PR #2843, opened 2026-09-08
Paper Map Loading Bug Fix

MC-Samuel:
In Paper's 26.2 builds, a method in map rendering/loading was made private that Spigot keeps public, causing an IllegalAccessError. Paper does have another method to do this same thing, but it requires an additional argument. To allow both Spigot and Paper usage, I used the existing method of processing a different method name to allow for different names and configurations of arguments (26.2 only, since it's only needed there for now).

Reported at https://discord.com/channels/315163488085475337/1546231451710660789

### DIFF
--- a/v26_2/src/main/java/com/denizenscript/denizen/nms/v26_2/helpers/ItemHelperImpl.java
+++ b/v26_2/src/main/java/com/denizenscript/denizen/nms/v26_2/helpers/ItemHelperImpl.java
@@ -106,7 +106,7 @@ public class ItemHelperImpl extends ItemHelper {
         return ((CraftServer) Bukkit.getServer()).getServer().getRecipeManager().byKey(nmsKey).orElse(null);
     }
 
-    public static final MethodHandle CRAFT_ITEM_STACK_AS_TEMPLATE = Handler.reflectPaperRenamed(CraftItemStack.class, "asNMSTemplate", "asTemplate", ItemStack.class);
+    public static final MethodHandle CRAFT_ITEM_STACK_AS_TEMPLATE = Handler.reflectPaperRenamed(CraftItemStack.class, "asNMSTemplate", "asTemplate", new Class<?>[] {ItemStack.class});
 
     public static ItemStackTemplate asNMSTemplate(ItemStack item) {
         try {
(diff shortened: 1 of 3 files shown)


v26_2/src/main/java/com/denizenscript/denizen/nms/v26_2/helpers/ItemHelperImpl.java
```diff
@@ -106,7 +106,7 @@ public static net.minecraft.world.item.crafting.RecipeHolder<?> getNMSRecipe(Nam
         return ((CraftServer) Bukkit.getServer()).getServer().getRecipeManager().byKey(nmsKey).orElse(null);
     }
 
-    public static final MethodHandle CRAFT_ITEM_STACK_AS_TEMPLATE = Handler.reflectPaperRenamed(CraftItemStack.class, "asNMSTemplate", "asTemplate", ItemStack.class);
+    public static final MethodHandle CRAFT_ITEM_STACK_AS_TEMPLATE = Handler.reflectPaperRenamed(CraftItemStack.class, "asNMSTemplate", "asTemplate", new Class<?>[] {ItemStack.class});
```
mcmonkey4eva, line 109: why this bit?

MC-Samuel:
Fix has been added to 26.3 as well.

davight:
Tested, LGTM

tal5 (commented):
The method was about cases where the params are the same and we can save some LOCs/have cleaner calls
In a case like this where we need to have a paper `if` check at the call site anyway, why not just have the plain spigot calls in one branch and normal paper-only reflection in the other?

Or basically just, I don't see the benefit of the automatic reflection method thingy when we are basically calling two different methods at this point (different name & params)

v26_2/src/main/java/com/denizenscript/denizen/nms/v26_2/helpers/PacketHelperImpl.java
```diff
@@ -329,15 +330,27 @@ public void setMapData(MapCanvas canvas, byte[] bytes, int x, int y, MapImage im
...
+                    map.setColorsDirty(mapWidth, mapHeight);
+                }
             }
         }
         catch (Throwable ex) {
             Debug.echoError(ex);
         }
     }
 
+    public static final MethodHandle MAP_ITEM_SET_COLORS = ReflectionHelper.getMethodHandle(MapItemSavedData.class, "setColorsDirty", int.class, int.class, boolean.class);
```
tal5: This should have a paper check if it's only used on Paper, but now that I have a minute to actually look at the Paper NMS:
```java
private void setColorsDirty(int x, int y) {
    this.setColorsDirty(x, y, true);
}

public void setColorsDirty(int x, int y, boolean markFileDirty) {
    // ...
}
```
Is there any reason not to just reflect `setColorsDirty(int x, int y)` once and use that on both spigot and paper? I can't see why one call for both wouldn't work, the only problem is that it's `private` and can't be called directly.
- - - - - - -
Which lines of the listing contain the string "byKey"? Copy each of them.

         return ((CraftServer) Bukkit.getServer()).getServer().getRecipeManager().byKey(nmsKey).orElse(null);
         return ((CraftServer) Bukkit.getServer()).getServer().getRecipeManager().byKey(nmsKey).orElse(null);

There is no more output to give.